A practical and simple approach for "reasoning" with LLMs...

Apr 24, 2023

The success of large language models (LLMs) stems from our ability to pre-train (using a language modeling objective) decoder-only transformer models across massive textual corpora. Given that we pre-train sufficiently large models, LLMs are incredibly capable few-shot learners. In other words, this means that we can solve a variety of different problems (e.g., translation, sentence classification, summarization, etc.) by just formulating a textual prompt (potentially containing a few example of correct output) and having the LLM generate the correct answer.

Despite the power of LLMs, there are some problems that these models consistently struggle to solve. In particular, reasoning problems (e.g., arithmetic or commonsense reasoning) are notoriously difficult. Initial attempts to solve this issue explored fine-tuning LLMs and task-specific verification modules over a supervised dataset of solutions and explanations of various reasoning problems [3, 4]. However, recent work has found that few-shot learning can be leveraged for an easier solution.

“The goal of this paper is to endow language models with the ability to generate a chain of thought—a coherent series of intermediate reasoning steps that lead to the final answer for a problem.” - from [1]

In particular, chain-of-thought (CoT) prompting [1] is a recently-proposed technique that improves LLM performance on reasoning-based tasks via few-shot learning. Similar to standard prompting techniques, CoT prompting inserts several example solutions to reasoning problems into the LLM’s prompt. Then, each example is paired with a chain of thought, or a series of intermediate reasoning steps for solving the problem. The LLM then learns (in a few-shot manner) to generate similar chains of thought when solving reasoning problems. Such an approach uses minimal data (i.e., just a few examples for prompting), requires no task-specific fine-tuning, and significantly improves LLM performance on reasoning-based benchmarks, especially for larger models.

Core Concepts

To understand CoT prompting, we need a baseline understanding of LLMs and how they work. Luckily, we have covered this topic extensively in prior overviews:

Introduction to Language Models [link]
GPT-3 and Language Model Scaling Laws [link]
Modern LLMs [link]
Specialized LLMs [link]

We will not cover the fundamentals of LLMs within this section. Rather, we will focus upon developing a better understanding of prompting and few-shot learning for LLMs, as well as explore how such techniques may be leveraged to solve a core limitation of these models: their inability to solve reasoning tasks.
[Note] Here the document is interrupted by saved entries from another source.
PR #1666, opened 2021-06-28
Add IndexBuilder.IfNotExists and use for Create() case.

bshihr:
Append-only mode creates tables with the `IF NOT EXISTS` annotation.
Make indices case symmetric with this.

### DIFF
--- a/dialect/sql/builder.go
+++ b/dialect/sql/builder.go
@@ -524,6 +524,7 @@ type IndexBuilder struct {
 	Builder
 	name    string
 	unique  bool
+	exists  bool
 	table   string
 	columns []string
 }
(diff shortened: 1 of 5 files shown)


dialect/sql/schema/migrate.go
```diff
@@ -208,7 +208,7 @@ func (m *Migrate) txCreate(ctx context.Context, tx dialect.Tx, tables ...*Table)
 			}
 			// indexes.
 			for _, idx := range t.Indexes {
-				query, args := m.addIndex(idx, t.Name).Query()
+				query, args := m.addIndex(idx, t.Name).IfNotExists().Query()
```
a8m, line 211: Can you please move this configuration to `sqlite.go` and `postgres.go` as it's not supported by MySQL/MariaDB.

a8m (approved):
Thanks for your contribution @bshihr. Looks good except for a minor comment.

dialect/sql/schema/migrate.go
bshihr: Done.

a8m (approved):
🎉 🎉 🎉 

Thanks for your contribution @bshihr!

Issue #1374, opened 2021-03-22
Why adding "ON DELETE SET NULL" on foreign keys?


AlexanderMatveev:

AlexanderMatveev:
Accidentally posted without description.
Here are my models:

```golang
func (User) Edges() []ent.Edge {
	return []ent.Edge{
		//...
		edge.To("streams", Stream.Type),
		/...
	}
}

func (Stream) Edges() []ent.Edge {
	return []ent.Edge{
		// ...
		edge.From("owner", User.Type).
			Ref("streams").
			Unique().
			Required(),
		// ...
	}
}
```

Migrations provided:
```sql
-- ...
ALTER TABLE "streams" ADD CONSTRAINT "streams_users_streams" FOREIGN KEY("user_streams") REFERENCES "users"("id") ON DELETE SET NULL;
-- ...
```

Why `ON DELETE SET NULL` is added `Required()` in edge?

a8m:
Hello @AlexanderMatveev and thanks for opening this issue.

> Why ON DELETE SET NULL is added `Required()` in edge?

The `ON DELETE SET NULL` clause is added by default to all non-M2M relations because their columns are not configured as `NOT NULL` columns in the database (edge checks happen only on the application level). However, you can configure the foreign-key reference action differently to one of [these actions](https://github.com/ent/ent/blob/master/dialect/entsql/annotation.go#L130-L136) using [edge annotations](https://entgo.io/docs/schema-annotations/#foreign-keys-configuration). 

Does it solve your problem?

AlexanderMatveev:
Hi @a8m, thanks for response.

My point is that default PostgreSQL action is `NO ACTION`, which same as `RESTRICT`, see `referential_action` here https://www.postgresql.org/docs/current/sql-createtable.html. And I think it must be a strong argument of making `SET NULL` as default, because this creates an unexpected integrity violation.

And, about `OnDelete` annotation. There is no `OnDelete` field in 0.7.0 release: https://github.com/ent/ent/blob/v0.7.0/dialect/entsql/annotation.go

a8m:
> And, about OnDelete annotation. There is no OnDelete field in 0.7.0 release: https://github.com/ent/ent/blob/v0.7.0/dialect/entsql/annotation.go

You can pull the version in master. It's stable.

[...]

PR #1703, opened 2021-07-09
entc/gen: set foreign-key columns non-nullable for required edges

### LINKED ISSUE #1688: Edge field makes required field nullable in database
Before adding edge field, the required field was defined as `NOT NULL`
However once I added a required edge field for this field (https://entgo.io/docs/schema-edges#edge-field) the field was changed to be of type `NULL` which is incorrect

## Current Behavior 😯

Define the following schema:
```
// Fields of the Post.
func (Post) Fields() []ent.Field {
    return []ent.Field{
        field.Int("author_id"),
    }
}

// Edges of the Post.
func (Post) Edges() []ent.Edge {
    return []ent.Edge{
        edge.To("author", User.Type).
            // Bind the "author_id" field to this edge.
            Field("author_id").
            Required(),
    }
}
```

Database migration code is:
```
CREATE TABLE IF NOT EXISTS "post"(
  "author_id" BIGINT NULL,
  PRIMARY KEY("id")
);
```

## Expected Behavior 🤔

The database migration code should be:
```
CREATE TABLE IF NOT EXISTS "post"(
  "author_id" BIGINT NOT NULL,
  PRIMARY KEY("id")
);
```

## Your Environment 🌎

I also ran the migration with `WithForeignKeys(false)`

| Tech        | Version |
| ----------- | ------- |
| Go          | 1.16  |
| Ent         | 0.8   |
| Database    | Postgres   |
| Driver      | https://github.com/jackc/pgx        |

a8m:
Note, this only applies to edges without circular references.
Fixed #1688 and #1374


naorsec:
Hi @a8m can I help somehow with merging this PR ?
It's really needed for my use case

naormatania:
Hi @a8m can I help somehow with merging this PR ?
It's really needed for my use case

edigaryev:
We need this feature at @cirruslabs to ensure consistency and I've tried reproducing the failed migration test locally and got this:

```
=== RUN   TestMySQL/56
    enttest.go:67: sql/schema: alter table "groups": Error 1830: Column 'group_info' cannot be NOT NULL: needed in a foreign key constraint 'test/groups_group_infos_info' SET NULL
    --- FAIL: TestMySQL/56 (0.05s)
```

The previous migration created by `master` had a `ON DELETE SET NULL` constraint on a `group_info` column, but the new migration tries to change the `group_info` column type to `NOT NULL`, which makes no sense without changing the constraint too and triggers [error 1830](https://dev.mysql.com/doc/mysql-errors/8.0/en/server-error-reference.html#error_er_fk_column_not_null).

It seems that the current migration logic is somewhat append-only and won't change any constraints:

https://github.com/ent/ent/blob/14cba0abb63025518bed2f77a95b6db6c5b5c86f/dialect/sql/schema/migrate.go#L136-L144

@a8m do you think adding a separate migration option that will enable schema modifications such as constraint updates would be a reasonable way solve this?

I've also read in some issues that a work on a new migration engine is being done, do you have any plans to de-compose this task into smaller chunks and make this effort more transparent overall, so that the community could help?

iwata:
@a8m Any progress on this pull request?

a8m:
Hey all, this PR actually waited a long time for the new migration engine, due to migration failures, and thanks to [github.com/ariga/atlas](https://github.com/ariga/atlas), this issue is resolved now and I plan to merge it on Sunday morning. CI is green, and the only thing left is to update the documentation. 

If you didn't have a chance to see our v0.10 yesterday, here's the [announcement post](https://entgo.io/blog/2022/01/20/announcing-new-migration-engine/). Thanks 🙏 ❤️

PR #1720, opened 2021-07-15
schema/field: support unique bytes

tarrencev:
Allows `bytea` fields to be indexes in postgres.

I see it is possible to make `Other` types unique, but in that case it is not possible to use the column as a foreign key.


a8m:
Thanks for your contribution @tarrencev ❤️

schema/field/field.go
```diff
@@ -549,6 +549,13 @@ func (b *bytesBuilder) Optional() *bytesBuilder {
 	return b
 }
 
+// Unique makes the field unique within all vertices of this type.
+// Only supported in PostgresSQL.
```
a8m, line 553:
```suggestion
// Only supported in PostgreSQL.
```

Found a typo after merging it if you want to send a patch @tarrencev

Prompting and Few-Shot Learning

After the proposal of language models like GPT and GPT-2, we knew that pre-training via a self-supervised next-token prediction (or language modeling) objective was quite powerful. However, the correct way to adapt these generic foundation models to solve a specific, downstream task was not as clear. For example, GPT fine-tunes the model on downstream tasks, while GPT-2 solves problems in a zero-shot manner; see below.

After the proposal of GPT-3 [2], we saw that LLMs of sufficient scale can perform few-shot learning quite well. After pre-training via a language modeling objective, GPT-3 (a 175 billion parameter LLM), was found to accurately solve a variety of different language tasks without any fine-tuning. We can instead replace fine-tuning with a prompting approach.
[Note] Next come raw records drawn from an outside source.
PR #1721, opened 2021-07-15
Add support for postgres and mysql numeric and decimal types in migrations

rubensayshi:
Currently if you have a `field.Float("price").SchemaType(map[string]string{dialect.Postgres: "numeric(6, 4)"})` field then the migration will forever think that it needs to change the type because when scanning the existing table structure it will see it as just `numeric` without the precision and scale.

This PR fixes that by looking at the `numeric_precision` and `numeric_scale` fields which are present in the `information_schema.columns` for both engines.

I chose to use the `c.SchemaType` instead of adding the metadata to the `Column{}` since currently that's also how it's being created anyway.
I suppose in the future we could maybe add a `field.Decimal` field type and use `big.Float` or https://github.com/shopspring/decimal as the GoType for it ... 

I added 2 test cases, one to check it no longer continuously keeps trying to migrate the column and one which checks that you can actually migrate the column.

Also added a better error message to make it a little easier to figure out which entity is causing issues.

### DIFF
--- a/dialect/sql/schema/inspect_test.go
+++ b/dialect/sql/schema/inspect_test.go
@@ -60,41 +60,42 @@ func TestInspector_Tables(t *testing.T) {
 							AddRow("pets").
 							AddRow("groups").
 							AddRow("user_groups"))
-					mock.ExpectQuery(escape("SELECT `column_name`, `column_type`, `is_nullable`, `column_key`, `column_default`, `extra`, `character_set_name`, `collation_name` FROM `INFORMATION_SCHEMA`.`COLUMNS` WHERE `TABLE_SCHEMA` = ? AND `TABLE_NAME` = ?")).
+					mock.ExpectQuery(escape("SELECT `column_name`, `column_type`, `is_nullable`, `column_key`, `column_default`, `extra`, `character_set_name`, `collation_name`, `numeric_precision`, `numeric_scale` FROM `INFORMATION_SCHEMA`.`COLUMNS` WHERE `TABLE_SCHEMA` = ? AND `TABLE_NAME` = ?")).
 						WithArgs("public", "users").
-						WillReturnRows(sqlmock.NewRows([]string{"column_name", "column_type", "is_nullable", "column_key", "column_default", "extra", "character_set_name", "collation_name"}).
-							AddRow("id", "bigint(20)", "NO", "PRI", "NULL", "auto_increment", "", "").
-							AddRow("name", "varchar(255)", "YES", "YES", "NULL", "", "", "").
-							AddRow("text", "longtext", "YES", "YES", "NULL", "", "", "").
-							AddRow("uuid", "char(36)", "YES", "YES", "NULL", "", "", "utf8mb4_bin"))
+						WillReturnRows(sqlmock.NewRows([]string{"column_name", "column_type", "is_nullable", "column_key", "column_default", "extra", "character_set_name", "collation_name", "numeric_precision", "numeric_scale"}).
+							AddRow("id", "bigint(20)", "NO", "PRI", "NULL", "auto_increment", "", "", nil, nil).
+							AddRow("name", "varchar(255)", "YES", "YES", "NULL", "", "", "", nil, nil).
+							AddRow("text", "longtext", "YES", "YES", "NULL", "", "", "", nil, nil).
+							AddRow("uuid", "char(36)", "YES", "YES", "NULL", "", "", "utf8mb4_bin", nil, nil).
+							AddRow("price", "decimal(6, 4)", "NO", "YES", "NULL", "", "", "", "6", "4"))
 					mock.ExpectQuery(escape("SELECT `index_name`, `column_name`, `sub_part`, `non_unique`, `seq_in_index` FROM `INFORMATION_SCHEMA`.`STATISTICS` WHERE `TABLE_SCHEMA` = ? AND `TABLE_NAME` = ? ORDER BY `index_name`, `seq_in_index`")).
 						WithArgs("public", "users").
 						WillReturnRows(sqlmock.NewRows([]string{"index_name", "column_name", "sub_part", "non_unique", "seq_in_index"}).
 							AddRow("PRIMARY", "id", nil, "0", "1"))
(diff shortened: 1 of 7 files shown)


dialect/sql/schema/inspect_test.go
```diff
@@ -280,38 +287,41 @@ func TestInspector_Tables(t *testing.T) {
...
 	}
 }
 
-func columnsMatch(t *testing.T, got, expected []*Column) {
+func columnsMatch(t *testing.T, drv string, got, expected []*Column) {
 	require.Equal(t, len(expected), len(got))
 	for i := range got {
 		c1, c2 := got[i], expected[i]
-		require.Equal(t, c1.Name, c2.Name)
-		require.Equal(t, c1.Nullable, c2.Nullable)
```
rubensayshi, line 303: sorry, couldn't resist fixing the order of `actual, expected` here .. the error message being wrong is really confusing.

dialect/sql/schema/postgres.go
```diff
@@ -229,8 +232,11 @@ func (d *Postgres) scanColumn(c *Column, rows *sql.Rows) error {
 		nullable sql.NullString
 		defaults sql.NullString
 		udt      sql.NullString
+		numericPrecision sql.NullInt64
+		numericScale sql.NullInt64
```
liptakmatyas, line 236: NIT: Formatting is off.

liptakmatyas (changes requested):
I think the code itself is OK.
However, there are some formatting problems.

dialect/sql/schema/mysql.go
```diff
@@ -377,12 +380,15 @@ func (d *MySQL) prepare(ctx context.Context, tx dialect.Tx, change *changes, tab
 }
 
 // scanColumn scans the column information from MySQL column description.
+// nolint:funlen
```
rubensayshi, line 383: `scanColumn` went over the 80 max with my additions, though I think it's hard an unnecessary to break this up

tarrencev: Looks like @a8m has a change here to bump this limit: https://github.com/ent/ent/pull/1703/files#diff-6179837f7df53a6f05c522b6b7bb566d484d5465d9894fb04910dd08bb40dcc9R11

tarrencev:
I've seen this behavior too. Thanks for proposing a fix!

dialect/sql/schema/mysql.go
a8m: >  I think it's hard an unnecessary to break this up

Agree. Please change `.golangci.yml` as mentioned by @tarrencev

dialect/sql/schema/migrate.go
```diff
@@ -14,6 +14,7 @@ import (
 	"entgo.io/ent/dialect"
 	"entgo.io/ent/dialect/sql"
 	"entgo.io/ent/schema/field"
+	"github.com/pkg/errors"
```
a8m, line 17:
```suggestion
```

See change below.

dialect/sql/schema/migrate.go
```diff
@@ -189,7 +190,7 @@ func (m *Migrate) txCreate(ctx context.Context, tx dialect.Tx, tables ...*Table)
 			}
 			change, err := m.changeSet(curr, t)
 			if err != nil {
-				return err
+				return errors.Wrapf(err, "creating changeset for %s", t.Name)
```
a8m, line 193:
```suggestion
				return fmt.Errorf("creating changeset for %q: %w", t.Name, err)
```

dialect/sql/schema/mysql.go
```diff
@@ -421,8 +427,15 @@ func (d *MySQL) scanColumn(c *Column, rows *sql.Rows) error {
 		default:
 			c.Type = field.TypeInt8
 		}
-	case "numeric", "decimal", "double":
+	case "double":
 		c.Type = field.TypeFloat64
+	case "numeric", "decimal":
+		c.Type = field.TypeFloat64
+		// if precision is specified then we should take that into account
```
a8m, line 434:
```suggestion
		// If precision is specified then we should take that into account.
```

dialect/sql/schema/postgres.go
```diff
@@ -247,8 +252,15 @@ func (d *Postgres) scanColumn(c *Column, rows *sql.Rows) error {
 		c.Type = field.TypeInt64
 	case "real":
 		c.Type = field.TypeFloat32
-	case "numeric", "decimal", "double precision":
+	case "double precision":
 		c.Type = field.TypeFloat64
+	case "numeric", "decimal":
+		c.Type = field.TypeFloat64
+		// if precision is specified then we should take that into account
```
a8m, line 259:
```suggestion
		// If precision is specified then we should take that into account.
```

dialect/sql/schema/postgres_test.go
```diff
@@ -820,6 +820,65 @@ func TestPostgres_Create(t *testing.T) {
 				mock.ExpectCommit()
 			},
 		},
+		{
+			// there shouldn't be a migration if the numeric type didn't change (bugfix)
```
a8m, line 824:
```suggestion
```

dialect/sql/schema/mysql_test.go
```diff
@@ -1149,6 +1149,67 @@ func TestMySQL_Create(t *testing.T) {
 				mock.ExpectCommit()
 			},
 		},
+		{
+			// there shouldn't be a migration if the numeric type didn't change (bugfix)
```
a8m, line 1153:
```suggestion
```

a8m (approved):
Looks good @rubensayshi! Thanks for adding this 🙏 

There are a few small style fixes. Please accept these changes and I'll merge this.

rubensayshi:
thanks for the suggestions, squashed them all into my commit.

and as always: thanks for the time and effort you put into maintaining this <3

a8m:
> thanks for the suggestions, squashed them all into my commit.
> 
> and as always: thanks for the time and effort you put into maintaining this <3

Thanks for the kind words and for your contribution ❤️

More specifically, prompting exploits the text-to-text structure of language models by providing inputs like the following:

“Translate this sentence to English: <sentence> =>”
“Summarize the following document: <document> =>”.

These task-solving “prompts” enable zero-shot (i.e., without seeing examples of correct output; see above) or few-shot (i.e., with a few examples of correct output inserted in the prompt; see below) inference with language models. The most appropriate output from the language model should solve the task (e.g., summarizing a document or completing a reasoning task), meaning that we can solve a variety of problems with accurate next-token prediction!
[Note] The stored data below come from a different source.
Issue #1718, opened 2021-07-14
UpdateDefault func was not supported without Time


godcong:
- [x] I have searched the [issues](https://github.com/ent/ent/issues) of this repository and believe that this is not a duplicate.

## Summary 💡

Due to time zone issues, I use `Int64` to save the time.
But I found that Int64 has no `UpdateDefault` function.

## Motivation 🔦

I hope this function can be used in scenarios other than Time.
After looking at the implementation, it doesn't seem to be complicated, but I don't know if it will affect other functions.

otherwise, `DefaultFunc` now used interface{} as a parameter
Whether to change to use the corresponding type is more convenient to use
like:
```go
func (b *int64Builder) DefaultFunc(fn interface{}) *int64Builder {
	b.desc.Default = fn
	return b
}
```
=>
```go
func (b *int64Builder) DefaultFunc(fn func()int64) *int64Builder {
	b.desc.Default = fn
	return b
}
```

a8m:
Hey @godcong, and thanks for proposing this.

I don't mind adding it, but if you want to contribute this change, I'll be happy to support you if you need any help. 

BTW, if you're blocked on this atm, you can use [ent/hooks](https://entgo.io/docs/hooks/#schema-hooks) for setting this field for you until the `DefaultFunc` option will be supported.

godcong:
The last version implements this.
i think this can be closed?

a8m:
Yes!  This is actually a really useful feature. I already use it in a few places.

Thanks again for your contribution @godcong.

PR #1725, opened 2021-07-16
schema/field: add UpdateDefault to numeric (#1718)

godcong:
support set default value on update with numeric

### DIFF
--- a/schema/field/numeric.go
+++ b/schema/field/numeric.go
@@ -547,6 +547,18 @@ func (b *int8Builder) Validate(fn func(int8) error) *int8Builder {
 	return b
 }
 
+// UpdateDefault sets the function that is applied to set default value
+// of the field on update. For example:
+//
+//	field.Int8("int8").
+//		Default(0).
+//		UpdateDefault(0),
+//
+func (b *int8Builder) UpdateDefault(f func() interface{}) *int8Builder {
+	b.desc.UpdateDefault = f
+	return b
+}
+
 // StorageKey sets the storage key of the field.
 // In SQL dialects is the column name and Gremlin is the property.
 func (b *int8Builder) StorageKey(key string) *int8Builder {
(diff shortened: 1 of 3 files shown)


schema/field/numeric.go
```diff
@@ -547,6 +547,18 @@ func (b *int8Builder) Validate(fn func(int8) error) *int8Builder {
...
+//
+//	field.Int8("int8").
+//		Default(0).
+//		UpdateDefault(0),
+//
+func (b *int8Builder) UpdateDefault(f func() interface{}) *int8Builder {
+	b.desc.UpdateDefault = f
+	return b
+}
+
```
a8m, line 561: Hey @godcong, the return type should match the field type, right?

```suggestion
// UpdateDefault sets the function that is applied to set default value
// of the field on update. For example:
//
//	field.Int8("int8").
//		Default(0).
//		UpdateDefault(GenNumber()),
//
func (b *int8Builder) UpdateDefault(f func() int8) *int8Builder {
	b.desc.UpdateDefault = f
	return b
}
```

Also, this file is generated and you should change it by updating the template in `schema/field/internal/numeric.tmpl `. Thanks 🙏

godcong: I look forward to such a change, because it is easier to understand.
But I found that this change will affect the original design.
I don’t know if this destruction is acceptable.
relate test code：
```
	type CustomInt int

	f1 := func() CustomInt { return 1000 }
	fd := field.Int("id").DefaultFunc(f1).GoType(CustomInt(0)).Descriptor()
	assert.NoError(t, fd.Err)

	fd = field.Int("id").DefaultFunc(f1).Descriptor()
	assert.Error(t, fd.Err, "`var _ int = f1()` should fail")

	f2 := func() int { return 1000 }
	fd = field.Int("dir").GoType(CustomInt(0)).DefaultFunc(f2).Descriptor()
	assert.Error(t, fd.Err, "`var _ CustomInt = f2()` should fail")
```
If this can be done, I will fix the relevant changes.

a8m: Hey @godcong, I merged your changes to https://github.com/ent/ent/pull/1770 and finished the implementation. Would you mind giving it a look before I merge it? Thanks 🙏

a8m:
PR addressed with #1770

We can do a lot with prompting. In fact, an entire field of prompt engineering has been recently created to study how the wording or structure of prompts can be optimized to improve LLM performance. But, sensitivity is a huge consideration in this developing field. LLM performance may change massively given small perturbations to the input prompt (e.g., permuting few-shot exemplars decreases GPT-3 accuracy from 93.4% to 54.3% on SST-2 [13]). Thus, in our study of prompting approaches, we aim to find techniques that i) perform well and ii) are not subject to sensitivity.

Can we solve reasoning with scale?

As mentioned above, LLM few-shot learning performance improves with scale, but large models are not all that we need. Powerful LLMs require a combination of large models with massive pre-training datasets [14]. With this in mind, we might ask ourselves: what about the performance of LLMs specifically on reasoning-based datasets? Do LLMs get better at reasoning as we scale them up?

“Scaling up model size alone has not proved sufficient for achieving high performance on challenging tasks such as arithmetic, commonsense, and symbolic reasoning” - from [1]

Interestingly, we tend to see that using larger models and pre-training datasets does not improve LLM reasoning abilities (e.g., see analysis from Gopher [15]). In fact, these models have been heavily criticized for their inability to solve basic reasoning tasks. As a result, many researchers claim that LLMs are simply regurgitating training data rather than performing any complex reasoning or analysis. Either way, this overview will focus on prompting techniques that try to solve this problem and enable LLMs to more easily solve basic reasoning tasks.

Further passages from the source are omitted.